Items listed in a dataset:
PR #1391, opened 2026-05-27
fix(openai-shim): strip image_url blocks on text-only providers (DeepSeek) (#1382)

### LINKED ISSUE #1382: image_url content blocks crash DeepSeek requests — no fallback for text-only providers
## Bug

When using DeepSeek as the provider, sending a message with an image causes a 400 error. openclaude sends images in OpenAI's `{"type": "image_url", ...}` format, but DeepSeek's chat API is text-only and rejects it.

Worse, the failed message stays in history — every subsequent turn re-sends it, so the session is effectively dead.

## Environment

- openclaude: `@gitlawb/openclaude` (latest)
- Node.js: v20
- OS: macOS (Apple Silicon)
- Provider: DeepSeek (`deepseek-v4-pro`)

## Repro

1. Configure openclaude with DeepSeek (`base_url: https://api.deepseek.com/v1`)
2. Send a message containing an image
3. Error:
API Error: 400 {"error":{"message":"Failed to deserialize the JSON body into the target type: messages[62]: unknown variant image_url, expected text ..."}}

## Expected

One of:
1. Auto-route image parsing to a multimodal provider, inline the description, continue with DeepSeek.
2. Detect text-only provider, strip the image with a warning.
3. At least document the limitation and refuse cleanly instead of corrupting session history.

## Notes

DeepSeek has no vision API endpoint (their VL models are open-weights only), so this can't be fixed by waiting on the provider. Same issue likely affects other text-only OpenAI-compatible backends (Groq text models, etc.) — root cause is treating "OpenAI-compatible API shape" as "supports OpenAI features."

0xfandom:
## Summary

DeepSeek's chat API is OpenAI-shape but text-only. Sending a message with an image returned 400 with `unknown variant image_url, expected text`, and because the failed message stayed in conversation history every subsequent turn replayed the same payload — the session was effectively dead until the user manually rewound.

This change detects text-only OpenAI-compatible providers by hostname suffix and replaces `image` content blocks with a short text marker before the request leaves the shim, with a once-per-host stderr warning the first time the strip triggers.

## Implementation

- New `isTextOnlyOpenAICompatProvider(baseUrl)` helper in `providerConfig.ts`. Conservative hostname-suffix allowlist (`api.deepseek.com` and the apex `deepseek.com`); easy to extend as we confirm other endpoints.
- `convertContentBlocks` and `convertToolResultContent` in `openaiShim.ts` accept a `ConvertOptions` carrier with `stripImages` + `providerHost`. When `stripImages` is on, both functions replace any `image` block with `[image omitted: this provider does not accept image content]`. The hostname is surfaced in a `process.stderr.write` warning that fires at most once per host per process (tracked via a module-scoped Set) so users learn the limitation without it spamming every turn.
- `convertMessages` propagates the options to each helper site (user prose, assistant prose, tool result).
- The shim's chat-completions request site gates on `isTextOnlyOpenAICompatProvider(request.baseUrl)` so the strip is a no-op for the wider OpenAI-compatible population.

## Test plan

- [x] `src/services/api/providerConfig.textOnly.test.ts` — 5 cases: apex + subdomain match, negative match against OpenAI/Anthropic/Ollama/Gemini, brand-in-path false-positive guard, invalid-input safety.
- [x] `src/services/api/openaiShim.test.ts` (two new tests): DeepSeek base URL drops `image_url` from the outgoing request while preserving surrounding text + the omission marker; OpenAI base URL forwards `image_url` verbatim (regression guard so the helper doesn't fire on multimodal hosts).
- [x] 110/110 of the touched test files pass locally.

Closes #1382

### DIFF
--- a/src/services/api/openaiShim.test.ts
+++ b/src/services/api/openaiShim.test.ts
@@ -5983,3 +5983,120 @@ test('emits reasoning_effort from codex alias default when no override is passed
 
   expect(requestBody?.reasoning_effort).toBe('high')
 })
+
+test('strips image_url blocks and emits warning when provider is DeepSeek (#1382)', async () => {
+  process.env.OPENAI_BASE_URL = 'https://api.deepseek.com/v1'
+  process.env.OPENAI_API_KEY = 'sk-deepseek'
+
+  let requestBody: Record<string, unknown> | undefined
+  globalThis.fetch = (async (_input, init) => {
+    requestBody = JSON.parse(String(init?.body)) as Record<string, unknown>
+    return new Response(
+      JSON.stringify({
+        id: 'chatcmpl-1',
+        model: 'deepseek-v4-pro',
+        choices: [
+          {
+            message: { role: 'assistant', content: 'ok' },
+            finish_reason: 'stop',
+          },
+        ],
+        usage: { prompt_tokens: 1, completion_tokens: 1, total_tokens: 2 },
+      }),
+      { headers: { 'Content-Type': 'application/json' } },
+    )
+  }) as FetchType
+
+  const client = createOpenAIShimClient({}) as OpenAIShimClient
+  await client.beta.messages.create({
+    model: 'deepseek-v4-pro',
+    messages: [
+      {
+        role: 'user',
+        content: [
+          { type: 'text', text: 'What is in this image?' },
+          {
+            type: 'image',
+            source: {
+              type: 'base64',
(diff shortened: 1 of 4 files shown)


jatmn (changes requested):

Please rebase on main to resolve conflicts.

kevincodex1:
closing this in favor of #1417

* **Task requirements**:
Above are the records; copy each line from them that includes the string "session".

* **Solution**:
Worse, the failed message stays in history — every subsequent turn re-sends it, so the session is effectively dead.
3. At least document the limitation and refuse cleanly instead of corrupting session history.
DeepSeek's chat API is OpenAI-shape but text-only. Sending a message with an image returned 400 with `unknown variant image_url, expected text`, and because the failed message stayed in conversation history every subsequent turn replayed the same payload — the session was effectively dead until the user manually rewound.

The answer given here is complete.